══ RECORDED DATA ══

PR #6655, opened 2026-02-16
Stop wrapping objects in slices when printing

### LINKED ISSUE #6654: All CLI JSON output is wrapped in a slice of one item
In `pkg/common/cliprinter/cliprinter.go` the `PrintStruct` method causes its arguments to wrapped in a second slice before printing them

```go
func (p *printer) PrintStruct(msg ...any) error {
	return p.printStruct(msg)
}
```
because the internal method is variadic too
```go
func (p *printer) printStruct(msg ...any) error
```

This is in contrast to `PrintProto` which unwraps the args before passing them on (so doesn't wrap them in an extra slice).

```go
func (p *printer) PrintProto(msg ...proto.Message) error {
	return p.printProto(msg...)
}
```

Its unclear if this is intentional or not.

It caused a problem for me as I was modifying `cmd/spire-server/cli/jwt/mint.go` to support giving output conforming to https://kubernetes.io/docs/reference/config-api/client-authentication.v1/#client-authentication-k8s-io-v1-ExecCredentialStatus - but could not with the cliprinter as is because any json output was wrapped as an array of one item.

alec-w:
**Pull Request check list**

- [x] Documentation updated? (not affected)

**Affected functionality**
CLI printing when using JSON output.

**Description of change**
Stops the cliprinter `PrintStruct` from wrapping its inputs as a slice of one item before printing them. Currently it seems the behaviour is that all JSON output is wrapped as an array of one item, which makes it more awkward to consume. Also changes the tests for the cliprinter to call the exported methods rather than the internal ones and adds an assertion on the output to stop this regressing (unclear if tests where meant to be on the exported or internal methods - if they were originally on the exported methods this would have shown up there).

**Which issue this PR fixes**
Fixes #6654

### DIFF
--- a/cmd/spire-server/cli/agent/agent_test.go
+++ b/cmd/spire-server/cli/agent/agent_test.go
@@ -561,10 +561,10 @@ SPIFFE ID         : spiffe://example.org/spire/agent/agent3
 Error             : rpc error: code = Internal desc = some error when deleting agent
 `,
 			expectedStdoutJSON: fmt.Sprintf(
-				`[{"expired_agents":[
+				`{"expired_agents":[
 {"agent_id":"%s","deleted":false,"error":"rpc error: code = Internal desc = some error when deleting agent"},
 {"agent_id":"%s","deleted":false,"error":"rpc error: code = Internal desc = some error when deleting agent"}
-]}]`,
+]}`,
 				spiffeid.RequireFromPath(td, expiredAgents[1].Id.Path).String(),
 				spiffeid.RequireFromPath(td, expiredAgents[2].Id.Path).String(),
 			),
@@ -586,7 +586,7 @@ Agents purged:
 SPIFFE ID         : spiffe://example.org/spire/agent/agent3
 `,
 			expectedStdoutJSON: fmt.Sprintf(
-				`[{"expired_agents":[{"agent_id":"%s","deleted":true}]}]`,
+				`{"expired_agents":[{"agent_id":"%s","deleted":true}]}`,
 				spiffeid.RequireFromPath(td, expiredAgents[2].Id.Path).String(),
 			),
 		},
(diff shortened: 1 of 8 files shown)


amartinezfayo (commented):
Thank you @alec-w for this contribution.
I think it would be good to update `cmd/spire-server/cli/wit/mint.go` (that's under a feature flag) similarly to `x509/mint.go`. Its `prettyPrintMint` function still uses the old double-unwrapping pattern, so I think that after this fix it will always fail to type-assert and return `ErrInternalCustomPrettyFunc`.

alec-w:
> Thank you @alec-w for this contribution. I think it would be good to update `cmd/spire-server/cli/wit/mint.go` (that's under a feature flag) similarly to `x509/mint.go`. Its `prettyPrintMint` function still uses the old double-unwrapping pattern, so I think that after this fix it will always fail to type-assert and return `ErrInternalCustomPrettyFunc`.

Thanks @amartinezfayo . I'd missed that one. Will get this updated with latest main again and apply the same change there too. Should have that today/tomorrow

amartinezfayo:
Hi @alec-w, friendly ping. Are you planning to pick this back up, or would you prefer that we take over?

alec-w:
> Hi @alec-w, friendly ping. Are you planning to pick this back up, or would you prefer that we take over?

Hi @amartinezfayo thanks for the ping, I needed the reminder. I'll get this sorted tomorrow if that's alright (in-laws visiting right now)?

alec-w:
> Hi @alec-w, friendly ping. Are you planning to pick this back up, or would you prefer that we take over?

Hi @amartinezfayo 

Sorry for the delay here. Rebased on main and applied the same changes to the wit CLI command too now (amended commit). Will make an effort to be more responsive in future :see_no_evil:

amartinezfayo (approved):
Thank you @alec-w for the contribution!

═══

Each line from the top of the records above through the line containing "Its unclear if this is intentional or not." needs to be transcribed exactly, and no line after it.

PR #6655, opened 2026-02-16
Stop wrapping objects in slices when printing

### LINKED ISSUE #6654: All CLI JSON output is wrapped in a slice of one item
In `pkg/common/cliprinter/cliprinter.go` the `PrintStruct` method causes its arguments to wrapped in a second slice before printing them

```go
func (p *printer) PrintStruct(msg ...any) error {
	return p.printStruct(msg)
}
```
because the internal method is variadic too
```go
func (p *printer) printStruct(msg ...any) error
```

This is in contrast to `PrintProto` which unwraps the args before passing them on (so doesn't wrap them in an extra slice).

```go
func (p *printer) PrintProto(msg ...proto.Message) error {
	return p.printProto(msg...)
}
```

Its unclear if this is intentional or not.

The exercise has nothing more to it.